If you're a music maker who wants to connect an XLR microphone or mixer to an iPhone, a Mac, or an Android tablet, you can do so easily. All you need is CableJive's $35 ProJive XLR. This cable lets you connect your mic or mixer by way of a 3.5mm microphone input. The cable even sports a headphone jack for connecting a set of headphones or studio monitors to keep track of the audio input. The only hitch here is that the ProJive doesn't support mics that require phantom power (power over the microphone cable).

USB Hubs

For many people, a good USB hub is still an essential part of their computer setup--they simply have more USB devices than their computer has ports. A hub is also useful for keeping your desk clear, as you can connect a single USB cable to your computer and run it under or behind your desk, where all your devices are connected to the hub. And, of course, if you're a laptop user, a hub means that you need to disconnect just a single USB cable when you leave, and to reconnect only that cable when you return.

Travel hub: If you need more ports while on the go, look at iLuv's $25 iCB709 4-Port USB Hub. It's a bit pricey, but it offers four USB 2.0 Hi-Speed ports in a bag-friendly package: The hub is just 1.7 by 1.8 by 0.6 inches, and it comes with a 4-inch, shielded USB cable for connecting to your laptop's USB port.

One hub to rule them all: For some of us, four ports aren't nearly enough, especially on our desktop Macs, which play host to various iPhones, iPads, iPods, cameras, printers, thumb drives, and more.

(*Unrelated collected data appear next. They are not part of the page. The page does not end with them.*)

Issue #1022, opened 2026-08-19
work inbox imports are dead on Windows: _open_import_inbox_parent raises unconditionally on non-POSIX, taking 21 call sites with it


solomonneas:
## Summary

`_open_import_inbox_parent()` in `work_cmd/ledger.py` raises unconditionally on any non-POSIX platform. Every command that writes a work-inbox import record goes through it, so on Windows the entire import surface is dead — with an unhandled Python traceback, not a handled error.

This is not a corner case. `brigade daily status` reports `top_readiness_blocker: release readiness receipt is missing` and prints `next: brigade center readiness import-issues`. On Windows that command crashes.

brigade 0.27.0, Windows 11 Pro (10.0.26200), pipx, CPython 3.13.

## Reproduce

```
> brigade memory care import-issues --target .
Traceback (most recent call last):
  ...
  File "...\brigade\memory_cmd.py", line 311, in dispatch
  File "...\brigade\work_cmd\services.py", line 170, in _import_memory_refresh_queue
  File "...\brigade\work_cmd\ledger.py", line 2930, in _append_import_records
  File "...\brigade\work_cmd\ledger.py", line 2276, in _snapshot_import_inbox
  File "...\brigade\work_cmd\ledger.py", line 2163, in _open_import_inbox_parent
OSError: descriptor-relative import inbox operations are unavailable
(exit 1)

> brigade center readiness import-issues --target .
OSError: descriptor-relative import inbox operations are unavailable
(exit 1)
```

## Cause

```python
def _open_import_inbox_parent(target: Path, *, create: bool) -> tuple[int, str]:
    """Hold the inbox parent for an import/proof publication transaction."""
    if (
        os.name != "posix"
        or not getattr(os, "O_NOFOLLOW", 0)
        or not getattr(os, "O_DIRECTORY", 0)
        or os.open not in os.supports_dir_fd
        or os.mkdir not in os.supports_dir_fd
    ):
        raise OSError("descriptor-relative import inbox operations are unavailable")
```

On Windows every clause fails:

```
platform: win32
os.supports_dir_fd: set()
hasattr(os, 'O_DIRECTORY'): False
```

There is no non-descriptor fallback branch, so the function can never return on Windows.

[...]

Issue #752, opened 2026-08-08
work brief crashes with UnicodeDecodeError on Windows: _read_text() reads docs without encoding='utf-8'


solomonneas:
## Summary
On Windows, `brigade work brief --target .` (and anything that routes through roadmap health -> audit -> `_documented_brigade_commands`) crashes with an unhandled `UnicodeDecodeError` when any scanned doc contains a byte that is invalid in the machine's locale codec (cp1252). A UTF-8 `README.md` with box-drawing characters is enough to trigger it.

## Environment
- brigade-cli **0.26.0** (pipx)
- Python **3.14.6**
- Windows 11, locale default codec **cp1252**

## Root cause
`brigade/roadmap_cmd.py`:

```python
def _read_text(path: Path) -> str:
    try:
        return path.read_text()      # no encoding= -> uses locale default (cp1252 on Windows)
    except OSError:                   # UnicodeDecodeError is NOT an OSError, so it propagates
        return ""
```

`_public_doc_paths()` feeds this `README.md`, `ROADMAP.md`, `CHANGELOG.md`, and `docs/*.md`. `read_text()` with no `encoding` uses `locale.getpreferredencoding()` = cp1252 on Windows, and `UnicodeDecodeError` is not a subclass of `OSError`, so the guard does not catch it and the whole command dies.

## Concrete repro
Any UTF-8 doc with a non-cp1252 byte. Real case: a `README.md` containing a box-drawing diagram:

- `README.md`, byte `0x90` at offset 19491, part of the UTF-8 sequence `e2 94 90` (`┐`, U+2510 BOX DRAWINGS LIGHT DOWN AND LEFT).
- `Path("README.md").read_text(encoding="cp1252")` -> `'charmap' codec can't decode byte 0x90 in position 19491: character maps to <undefined>`.

Traceback tail:
```
File ".../brigade/work_cmd/session/briefing.py", line 292, in _brief_payload
    roadmap_health = roadmap_cmd.health(target)
File ".../brigade/roadmap_cmd.py", line 457, in _documented_brigade_commands
    commands.update(_commands_from_text(_read_text(path)))
File ".../brigade/roadmap_cmd.py", line 329, in _read_text
    return path.read_text()
UnicodeDecodeError: 'charmap' codec can't decode byte 0x90 in position 19491: character maps to <undefined>
```

## Impact
[...]

Issue #357, opened 2026-07-19
Brigade on Windows: port POSIX assumptions and add three-lane testing


solomonneas:
Parent: #352

Phase: 1 through 4

Windows remains in scope for the first unified release. Track the Python CLI port and the release, clean-machine, and debugging lanes in one workstream.

Scope:

- Audit paths, executable suffixes, hook installation, subprocess behavior, encoding, and service or `systemd` references.
- Preserve existing public commands and add compatibility shims where platform-specific behavior changes.
- Use GitHub-hosted `windows-latest` jobs as the only Windows release gate.
- Use a disposable Windows 11 Hyper-V VM with only Python and pipx for clean-machine acceptance.
- Restore a checkpoint named `clean` before every acceptance run and verify Go and Cargo are absent from PATH.
- Keep the maintainer-operated Windows host as a scoped porting and debugging lane only.

Acceptance criteria:

- [ ] The published CLI and native assets pass on GitHub-hosted `windows-latest`.
- [ ] The restored clean VM completes install, setup, doctor, and code-plus-evidence smoke tests without Go or Cargo.
- [ ] No personal host is registered as a self-hosted runner.
- [ ] Host-lane work makes no global PATH, service, or configuration changes.

Issue #281, opened 2026-07-16
agents: Windows npm shims pass detection but can fail dispatch


solomonneas:
## Problem

On Windows, Brigade can report a Codex seat as installed and then fail the same seat with `command not found: codex`.

`agents.detect()` uses `shutil.which()` through `proc.which()`, so it can find an npm-generated extensionless or `.cmd` shim through `PATHEXT`. `run_agent()` then discards that resolved path and passes the bare command name to `subprocess.run()`. Python process creation does not necessarily resolve or execute the same shim, so doctor and dispatch disagree about whether the adapter is runnable.

## Reproduction

Version: Brigade 0.22.0 with Codex installed through npm on Windows.

1. Keep the npm global shim directory on `PATH`, without adding the package's native `codex.exe` directory.
2. Run `brigade roster doctor` for a Codex seat. Detection succeeds.
3. Dispatch the seat. `proc.run()` catches `FileNotFoundError` and returns exit 127 with `command not found: codex`.
4. Add the native executable directory to `PATH`. `shutil.which("codex")` now resolves `codex.EXE`, and the same Brigade dispatch reaches Codex successfully.

A Git workspace control then completed with the expected final marker. A non-Git control reached Codex but hit Codex's own trust check. That second result proves command resolution was fixed by the native executable path and should be classified separately as provider preflight.

## Expected behavior

- Adapter detection and adapter execution use the same resolved executable identity.
- A seat that doctor marks runnable does not fail because dispatch discarded the path doctor found.
- Unsupported Windows shim kinds fail before inference with an actionable command-resolution diagnostic.
- A provider trust refusal after successful launch is reported as provider preflight, not command-not-found.

## Acceptance criteria

- Resolve the adapter executable once and use that exact result for both detection and process launch.
- Handle Windows `.exe`, `.cmd`, `.bat`, and extensionless npm shims explicitly. Either execute a supported shim safely or explain the smallest native-executable `PATH` setup action.
- Preserve the resolved command kind in local worker diagnostics without exposing user-specific paths in public summaries.
- Add Windows-focused tests where `which("codex")` returns a native executable, a `.cmd` shim, and an extensionless shim.
- Add a regression proving doctor and `run_agent()` cannot disagree about the resolved executable.
- Keep a launched provider's non-Git trust failure distinct from command resolution.

## Related issues

- #226 added worker stdout, stderr, and exit-code artifacts.
- #264 fixed Grok result integrity.
[...]

PR #1098, opened 2026-08-22
fix(windows): unblock brigade run by fixing two POSIX assumptions

### LINKED ISSUE #1096: run: os.fchmod on a read-only fd raises PermissionError on Windows, so every brigade run dies writing the lifecycle journal
`brigade run` cannot start on Windows. Every invocation fails during preflight with:

```
error: failed to write initial run receipt: lifecycle journal I/O failure (PermissionError)
```

The run directory is created, `run.json` / `roster.json` / `route-decision.json` are written, and `events/lifecycle.jsonl` is created at 0 bytes before the failure.

## Root cause

`run_journal._enforce_file_mode` opens the journal read-only and then corrects the mode through the descriptor:

```python
fd = _open_nofollow(path, os.O_RDONLY)          # run_journal.py:474
...
if stat.S_IMODE(info.st_mode) != _FILE_MODE:
    _chmod_fd_or_path(fd, path, _FILE_MODE)
```

`_chmod_fd_or_path` picks its branch on attribute presence:

```python
_HAS_FCHMOD = hasattr(os, "fchmod")             # run_journal.py:59

def _chmod_fd_or_path(fd, path, mode):
    if _HAS_FCHMOD:
        os.fchmod(fd, mode)
        return
    _verify_fd_identity(path, fd)
    os.chmod(path, mode)
```

`os.fchmod` exists on Windows under Python 3.14, so `_HAS_FCHMOD` is true, but Windows requires write access on the handle to change attributes. Calling it on an `O_RDONLY` descriptor raises `PermissionError [WinError 5]`.

It is unconditional, not intermittent: Windows reports file modes as `0o666` or `0o444` and never `0o600`, so `S_IMODE(info.st_mode) != _FILE_MODE` is always true and the failing branch is always taken.

Presence is not capability here. Two functions away, `_supports_directory_fsync()` gets this right by gating on `os.name == "posix"` instead of attribute presence.

## Reproduction

Windows 11, Python 3.14.6, brigade-cli 0.27.0, any wired workspace:

```
brigade run --dry-run "anything"
```

Minimal, independent of brigade:

```python
import os, tempfile
d = tempfile.mkdtemp(); p = os.path.join(d, "j.jsonl")
open(p, "w").close()
fd = os.open(p, os.O_RDONLY)
os.fchmod(fd, 0o600)   # PermissionError: [WinError 5] Access is denied
```

The same call succeeds on a descriptor opened for writing, which is why `os.fchmod` looks available in isolation.

## Traceback

```
  File "brigade/run_lifecycle.py", line 764, in prepare_lifecycle_journal
    run_journal.ensure_journal(journal_path)
  File "brigade/run_journal.py", line 528, in ensure_journal
    _enforce_file_mode(journal_path)
  File "brigade/run_journal.py", line 481, in _enforce_file_mode
    _chmod_fd_or_path(fd, path, _FILE_MODE)
  File "brigade/run_journal.py", line 328, in _chmod_fd_or_path
    os.fchmod(fd, mode)
PermissionError: [WinError 5] Access is denied
```

## Suggested fix

Gate on platform rather than attribute presence, so Windows takes the existing verified-path fallback:

```python
_HAS_FCHMOD = hasattr(os, "fchmod") and os.name == "posix"
```

The fallback branch works on Windows. `os.lstat`/`os.fstat` populate `st_ino` and `st_dev`, so `_verify_fd_identity` passes, and `os.chmod(path, mode)` succeeds. `os.chmod` only controls the read-only bit on Windows, so the reported mode stays `0o666` and the comparison stays true on later calls, making the chmod a repeated no-op rather than an error.

Verified locally: with this one-line change `brigade run` writes its artifacts and proceeds past preflight.

Related Windows POSIX-assumption work: #357, #1022, #752, #281.

### LINKED ISSUE #1097: run: localio text-mode writes emit CRLF on Windows, so the writer-canonical byte check rejects every run.json
With #1096 patched locally so `brigade run` can start, the next dispatch on Windows fails with:

```
error: failed to record dispatch lifecycle fact: base bytes differ from writer canonical form
```

This blocks every worker dispatch, including `brigade run --worker <seat>`.

## Root cause

`run_checkpoint` re-encodes the incoming `run.json` and requires byte equality with what was read:

```python
def _writer_canonical_bytes(obj):
    return (json.dumps(obj, indent=2, sort_keys=True) + "\n").encode("utf-8")
...
if _writer_canonical_bytes(incoming_obj) != run_json_bytes:      # run_checkpoint.py:789
    raise CheckpointError(_bound("base bytes differ from writer canonical form"), ...)
```

The canonical form emits LF. The writer emits CRLF on Windows, because `localio` opens the temp file in text mode with no `newline=`:

```python
def write_text_atomic(path, data):                                # localio.py:46
    ...
    with os.fdopen(fd, "w", encoding="utf-8") as handle:          # localio.py:60
        handle.write(data)
```

Python text mode translates `\n` to `os.linesep` on write, so on Windows every file written through this helper lands CRLF. `run.json` is written here (`aboyeur._write_json` calls `localio.write_text_atomic`), so the comparison can never succeed on Windows.

Measured on a real `run.json` produced by 0.27.0 on Windows:

```
bytes: 4093 | CRLF: 150 | bare LF: 0
first 120 bytes: b'{\r\n  "artifacts": "C:\\Users\\...
```

150 CRLF and zero bare LF, against a canonical form that contains only LF.

`write_text_exclusive` (localio.py:118) has the same open call and the same exposure.

## Reproduction

Windows 11, Python 3.14.6, brigade-cli 0.27.0:

```
brigade run --worker <any-seat> "anything"
```

Requires the #1096 fix applied first, otherwise the run aborts earlier in preflight.

## Suggested fix

Pin LF explicitly in both writers. This is a no-op on POSIX, where text mode already writes LF:

```python
with os.fdopen(fd, "w", encoding="utf-8", newline="\n") as handle:
```

Verified locally: with #1096 and this change applied, a real dispatch completes end to end and the worker returns its answer.

Note the two bugs mask each other. #1096 aborts in preflight before any dispatch, so this one is only reachable once that is fixed. A Windows CI lane that exercises a full `brigade run` dispatch, rather than preflight alone, would have caught both. That is the testing gap #357 describes.

Related Windows POSIX-assumption work: #357, #1022, #752, #281.

solomonneas:
Fixes #1096. Fixes #1097.

`brigade run` could not start on Windows, and once it could start, no dispatch could complete. Two independent causes, each one line of source.

## 1. `os.fchmod` on a read-only descriptor (#1096)

`run_journal` picked its chmod branch on attribute presence:

```python
_HAS_FCHMOD = hasattr(os, "fchmod")
```

`os.fchmod` exists on Windows under Python 3.14, but Windows requires write access on the handle to change attributes. `_enforce_file_mode` opens the journal `O_RDONLY`, so the call raised `PermissionError [WinError 5]` and every run died with:

```
error: failed to write initial run receipt: lifecycle journal I/O failure (PermissionError)
```

This was unconditional rather than intermittent. Windows reports file modes as `0o666` or `0o444` and never `0o600`, so `S_IMODE(...) != _FILE_MODE` was always true and the failing branch was always taken.

The fix gates on `os.name`, which is what `_supports_directory_fsync()` two functions away already does, so Windows takes the existing verified-path `os.chmod` fallback. That fallback works: `os.lstat`/`os.fstat` populate `st_ino` and `st_dev`, so `_verify_fd_identity` passes.

## 2. Text-mode writes emit CRLF (#1097)

`localio` opened its atomic temp file in text mode with no `newline=`, so Python translated LF to CRLF on write. `run.json` is written through that helper, while `run_checkpoint._writer_canonical_bytes` produces LF and requires byte equality:

```
error: failed to record dispatch lifecycle fact: base bytes differ from writer canonical form
```

A real `run.json` produced by 0.27.0 on Windows measured 150 CRLF and zero bare LF, against a canonical form containing only LF. The comparison could never pass.

Pinning `newline="\n"` in both text writers fixes it and is a no-op on POSIX, where text mode already writes LF. `write_text_exclusive` had the same open call and the same exposure, so both are changed.

## Why they were not caught

The two masked each other. The first aborts in preflight before any dispatch, so the second is only reachable once the first is fixed. A Windows lane that exercises a full dispatch rather than preflight alone would have caught both, which is the testing gap #357 describes.

## Test results

Measured on Windows 11, Python 3.14.6, running `tests/test_localio.py` and `tests/test_run_journal.py`:

| | failed | passed |
|---|---|---|
| before | 56 | 21 |
| after | 9 | 72 |

47 tests fixed. The failure sets were diffed rather than counted: no test that passed before fails now.

The 9 remaining failures are POSIX mode assertions (`0o600`, `0o700`) that cannot hold where `chmod` only toggles the read-only bit. Deciding how Windows should treat journal modes is a separate question and is left alone here.

`ruff check` passes on all four changed files.

## Added tests

- `test_write_text_atomic_writes_lf_not_platform_newline` and `test_write_text_exclusive_writes_lf_not_platform_newline` assert LF output directly, so a regression fails on POSIX too rather than only on Windows.
- `test_chmod_fd_or_path_does_not_use_fchmod_off_posix` locks the capability gate.
- `test_enforce_file_mode_succeeds_on_a_read_only_descriptor` covers the path that raised, including re-entry against an existing journal.

Also fixed a test-side instance of the same newline family: `blob.write_text("hello\n")` produced CRLF on Windows and broke a sha256 assertion. It now writes bytes.

## Verification beyond the suite

With both fixes applied, a real dispatch completes end to end on Windows against an OpenCode seat:

```
workers:
  [ok] ox_worker
```

Related Windows POSIX-assumption work: #357, #1022, #752, #281.

### DIFF
--- a/src/brigade/localio.py
+++ b/src/brigade/localio.py
@@ -57,7 +57,7 @@ def write_text_atomic(path: Path, data: str) -> None:
     fd, tmp_name = tempfile.mkstemp(dir=path.parent, prefix=f".{path.name}.", suffix=".tmp")
     tmp_path = Path(tmp_name)
     try:
-        with os.fdopen(fd, "w", encoding="utf-8") as handle:
+        with os.fdopen(fd, "w", encoding="utf-8", newline="\n") as handle:
             handle.write(data)
             handle.flush()
             os.fsync(handle.fileno())
@@ -121,7 +121,7 @@ def write_text_exclusive(path: Path, data: str) -> None:
     fd, tmp_name = tempfile.mkstemp(dir=path.parent, prefix=f".{path.name}.", suffix=".tmp")
     tmp_path = Path(tmp_name)
     try:
-        with os.fdopen(fd, "w", encoding="utf-8") as handle:
+        with os.fdopen(fd, "w", encoding="utf-8", newline="\n") as handle:
             handle.write(data)
             handle.flush()
             os.fsync(handle.fileno())
--- a/src/brigade/run_journal.py
+++ b/src/brigade/run_journal.py
@@ -56,7 +56,7 @@ _O_NOFOLLOW = getattr(os, "O_NOFOLLOW", 0)
 _O_DIRECTORY = getattr(os, "O_DIRECTORY", 0)
 _HAS_O_NOFOLLOW = _O_NOFOLLOW != 0
 _HAS_O_DIRECTORY = _O_DIRECTORY != 0
-_HAS_FCHMOD = hasattr(os, "fchmod")
+_HAS_FCHMOD = hasattr(os, "fchmod") and os.name == "posix"
 # O_NOFOLLOW rejects symlinked targets so a pre-placed symlink cannot redirect
 # journal writes or quarantine captures outside the private run-artifact tree.
 _OPEN_FLAGS = os.O_WRONLY | os.O_CREAT | os.O_APPEND
--- a/tests/test_localio.py
+++ b/tests/test_localio.py
@@ -179,7 +179,7 @@ def test_canonical_json_digest_excludes_top_level_keys_and_hashes_files(tmp_path
     assert localio.canonical_json_digest(payload, exclude_keys={"digest", "digests"}) == expected
 
     blob = tmp_path / "blob.txt"
-    blob.write_text("hello\n")
+    blob.write_bytes(b"hello\n")  # bytes: write_text emits CRLF on Windows
     assert localio.file_sha256(blob) == "5891b5b522d5df086d0ff0b110fbd9d21bb4fc7163af34d08286a2e846f6be03"
 
 
@@ -191,3 +191,27 @@ def test_canonical_json_digest_excludes_top_level_keys_only():
     edited_digest = localio.canonical_json_digest(edited, exclude_keys={"digests"})
 
     assert base_digest != edited_digest
+
+
+def test_write_text_atomic_writes_lf_not_platform_newline(tmp_path: Path):
+    """Regression: on Windows, text mode without newline= translated LF to CRLF.
+
+    run.json is written through this helper, and run_checkpoint compares it byte
+    for byte against a canonical form that only ever contains LF, so a CRLF file
+    could never match and every dispatch failed with "base bytes differ from
+    writer canonical form".
+    """
+    path = tmp_path / "run.json"
+    localio.write_text_atomic(path, json.dumps({"a": 1, "b": 2}, indent=2, sort_keys=True) + "\n")
+
+    raw = path.read_bytes()
+    assert b"\r\n" not in raw
+    assert raw.count(b"\n") == 4
+
+
+def test_write_text_exclusive_writes_lf_not_platform_newline(tmp_path: Path):
+    """The exclusive writer shares write_text_atomic's newline exposure."""
+    path = tmp_path / "once.json"
+    localio.write_text_exclusive(path, "first\nsecond\n")
+
+    assert path.read_bytes() == b"first\nsecond\n"
--- a/tests/test_run_journal.py
+++ b/tests/test_run_journal.py
@@ -2384,3 +2384,24 @@ def test_fsync_directory_without_o_directory_opens_readonly_and_fsyncs(tmp_path,
 
     assert fsynced
     assert fsynced[0]
+
+
+def test_chmod_fd_or_path_does_not_use_fchmod_off_posix():
+    """Regression: presence of os.fchmod is not proof it works.
+
+    os.fchmod exists on Windows under Python 3.14 but raises PermissionError
+    (WinError 5) when the descriptor was opened O_RDONLY, which
+    _enforce_file_mode always does. Gate on the platform so non-POSIX takes the
+    verified-path os.chmod fallback instead.
+    """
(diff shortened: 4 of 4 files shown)


solomonneas:
**Windows validation (real hardware: Windows 11 Pro, Python 3.14, head `e720c0a2`)**

Ran against a fresh editable install in an isolated temp target, read-only otherwise. Result:

- **#1096 FIXED** — lifecycle journal creation and repeated writes complete with no `os.fchmod` `PermissionError` / `WinError 5`. On `main` (`b23e0991`) every lifecycle-producing run failed here with exactly that error.
- **#1097 FIXED** — the written `run.json` contains zero CRLF pairs, and canonical recovery checkpoints complete without `base bytes differ from writer canonical form`. On `main` this reproduced as an LF-vs-CRLF hash mismatch at the text-write layer.

Notes (neither is a regression in this PR):
- `brigade run "echo hello"` then hit a separate roster preflight (`exit 2`) because this validation host has no configured agent executable installed — environmental to the box, not related to either fix.
- Nine unrelated test failures remain POSIX-only mode assertions (`0o600`/`0o700`) that are not Windows-portable; none raised the `os.fchmod` error. The full `pytest` suite hangs on this host under captured execution, so only the touched/relevant modules were run (bounded).

Net: this PR resolves the two crashes that made `brigade run` unusable on Windows. Validation driven via the t3 fleet lane.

Satechi's $40 (currently on sale for $28) UH-12P 12-Port USB Hub generously provides 12 powered (5V, 250mA) USB 2.0 ports. The hub is surprisingly compact, at 8 inches long, 1.3 inches wide, and 0.8 inches thick, arranging eleven of its dozen USB ports in a single-file line; the twelfth is on the end. The eleven top-mounted ports are split into two banks--you can temporarily disable each bank with the flip of a switch.

An included power adapter provides power (a total of 2A) to the ports, and you connect the hub to your computer using the built-in 3-inch USB cable or the included 40-inch extension cable. Satechi also tosses in a strip of 3M adhesive to keep the hub from sliding around on your desk. My biggest complaint about the 12-Port USB Hub is that each port is lit with a bright-blue LED that you can't turn off without disabling the port.